A team of scientists from the Barcelona Center for Genomic Regulation and the José Carreras Leukemia Research Institute conducted a study on the genes of nematode worms. They concluded that genes are capable of carrying information that potentially reflects the life experiences of distant ancestors.

This discovery captured a unique phenomenon - the longest-lasting form of transmission of genetic information ever discovered in an animal.

What does it mean?

It is still extremely difficult to make similar observations with people, since the life expectancy of people is much longer and the genetic structure is more complex, but the differences in the organization of the genetic material of people and nematode worms are not too radical.

We know that the way our grandparents lived their lives does influence our behavior, but now it's possible that an ancestor who lived centuries ago can still directly influence the way we behave today.

Genetics and genetic memory

Let's digress a little into what exactly genetics does and how we get our DNA from our parents. This is a very specific and relatively new area of ​​biology.

Our genes are inherited from our parents, and their genes are inherited from their parents. If they change or mutate, we inherit those mutations.

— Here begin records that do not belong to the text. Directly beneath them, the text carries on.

PR #3630, opened 2026-07-08
Tables: add fullscreen view and matrix cross-hair highlight

reakaleek:
## Why

Large tables get squeezed by the docs site's three-column layout, forcing horizontal scroll with no way to see the whole table at once. There was also no good way to make a lookup-style table (e.g. a matrix of scores) easy to scan by row and column.

## What

Tables wider than the content column now get a small expand button docked onto the table's top-right corner. Clicking it opens the table in a fullscreen `<dialog>` with a sticky header row, so wide reference tables are readable without cramped scrolling.

The existing `{table}` directive gains a `:matrix:` option for lookup-style tables (a header row across the top, a row-heading first column): hovering a cell highlights its whole row and column together, and the first column is styled like the header row so it reads as a row heading. This cross-hair highlight is always on inside the fullscreen view, where cross-referencing matters most, regardless of whether `:matrix:` was set.

Docs for both features are added to `docs/syntax/tables.md` with runnable examples.

## Test plan

- `dotnet test tests/Elastic.Markdown.Tests` — new `TableDirectiveMatrixTests` / `TableDirectiveWithoutMatrixTests` cases pass alongside existing table directive tests.
- Manually verified in a local build: expand button only appears on tables that actually overflow; fullscreen dialog opens/closes via button, backdrop click, and Escape; `:matrix:` cross-hair highlights the hovered row and column without over-highlighting the row-heading column or its header corner; behavior confirmed both inline and inside the fullscreen dialog.

### DIFF
--- a/docs/syntax/tables.md
+++ b/docs/syntax/tables.md
@@ -105,7 +105,7 @@ Every table is responsive by default. The table will automatically scroll horizo
 
 ## Matrix highlight
 
-The `{table}` directive's `:matrix:` option highlights the whole row *and* column of the hovered cell. It only makes sense for lookup-style tables: a header row across the top and a row-heading first column — like the sprint velocity table below — where readers cross-reference a row label against a column label to find a value. In the fullscreen view this is enabled for every table.
+The `{table}` directive's `:matrix:` option highlights the whole row *and* column of the hovered cell. It only makes sense for lookup-style tables: a header row across the top and a row-heading first column — like the sprint velocity table below — where readers cross-reference a row label against a column label to find a value. This also applies in the fullscreen view for tables that use `:matrix:`.
 
 :::::{tab-set}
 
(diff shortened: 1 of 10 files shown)


Mpdreamz (approved):

bmorelli25:
Nice enhancement. One thing. If I hadn't read this issue or seen the demo, I don't think I'd know that this is scrollable. There's no scrollbar until I start sideways scrolling (maybe that's just a browser setting) and my brain doesn't correlate the expand box with the ability to scroll.

In other words, as implemented, I wouldn't know there are more columns to the right.

Screenshot 2026-07-08 at 9 42 43 AM

reakaleek:
@bmorelli25 

Added in https://github.com/elastic/docs-builder/pull/3630/commits/c542072aa4e062d259185f01d01efe21e36f7f30

https://github.com/user-attachments/assets/db921586-7c81-4173-914c-dfe958ea78fb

However, changes in the genome depend not only on what has been inherited, but also on the environment and life experiences. For example, a lifetime in a hot climate will prepare our bodies to better cope with high temperatures and bright sun, and we can pass this information on to our descendants through changes in the genome.

Changes in the environment and life experiences, such as air and water pollution, war, stress and psychological disorders, greatly influence the information carried by genes.

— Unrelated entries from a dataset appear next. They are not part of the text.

PR #3633, opened 2026-07-09
Footer: disable htmx boosting on footer links

reakaleek:
## Why

Footer links all point off-site to elastic.co, but the `<footer>` elements inherit `hx-boost="true"` from the global `<body>` — so links in the footer were falsely boosted, with htmx intercepting clicks for an AJAX/history navigation instead of a normal browser navigation.

## What

Added `hx-disable="true"` to each `<footer>` element (`_AssemblerFooter.cshtml`, `_IsolatedFooter.cshtml` — both branches, `_CodexFooter.cshtml`), which disables all htmx processing on the footer and its descendants.


reakaleek:
Merging and releasing ASAP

An additional layer of information received from the experience of parents is, as it were, superimposed on top of the DNA chain. Her structure as such does not change, but her “clothing” changes.

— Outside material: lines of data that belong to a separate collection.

PR #3649, opened 2026-07-13
CI: Increase assembler preview S3 upload concurrency

reakaleek:
## Why

Assembler previews upload thousands of small files to S3, and the AWS CLI's default transfer settings limit concurrency, slowing down preview publishing on the larger runner.

## What

Configures the AWS CLI's S3 transfer planner to use the classic transfer client with a higher concurrent request limit (50) and queue size (20000) before running `aws s3 sync` in the assembler preview workflow.

### DIFF
--- a/.github/workflows/assembler-preview.yml
+++ b/.github/workflows/assembler-preview.yml
@@ -108,7 +108,13 @@ jobs:
         env:
           AWS_RETRY_MODE: standard
           AWS_MAX_ATTEMPTS: 6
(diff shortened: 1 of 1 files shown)


Mpdreamz (approved):
In was wondering why this upload took so long sometimes

reakaleek:
> In was wondering why this upload took so long sometimes

Wow, what an improvement. ~1.5mins instead of ~9mins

Similar transmission of genetic information, derived from the environment and life experiences of ancestors, has already been seen in humans. For example, descendants of Holocaust survivors have significantly reduced levels of cortisol (the stress hormone) in their blood, which means that they are more susceptible to the negative effects of stress, pressure, tension, anxiety and fear.

Conducted research

This particular study focused on Caenorhabditis elegans - tiny nematodes with a very short lifespan. The researchers genetically engineered them by adding a fluorescent protein to their genes, whose behavior they could monitor under ultraviolet light.

The scientists first placed the worms in a cold environment where the gene glowed faintly. By moving the nematodes to a warmer environment, the scientists saw that the gene glowed much more strongly. After returning the study animals to the cold room, observers noticed that the gene continued to glow more intensely, as if retaining a “memory” of the warm environment.

Subsequently, not only the fluorescent gene, but also the memory of the warm habitat were passed on to subsequent generations. This means that the descendants of the first nematodes with a fluorescent gene “knew” about a warm environment, without ever experiencing it themselves.

conclusions

Scientists suggest that this form of long-term transmission of genetic experience to descendants is a unique form of biological planning for the future. Worms are very short-lived, so it is likely that ancestors pass on memories of the conditions they experienced to help their descendants prepare for what their environment might be like in the future.

So, if worms can “remember” the experiences of their long-gone ancestors, is the same possible for humans? At the moment it is impossible to get a definite answer to this question, but the possibility exists.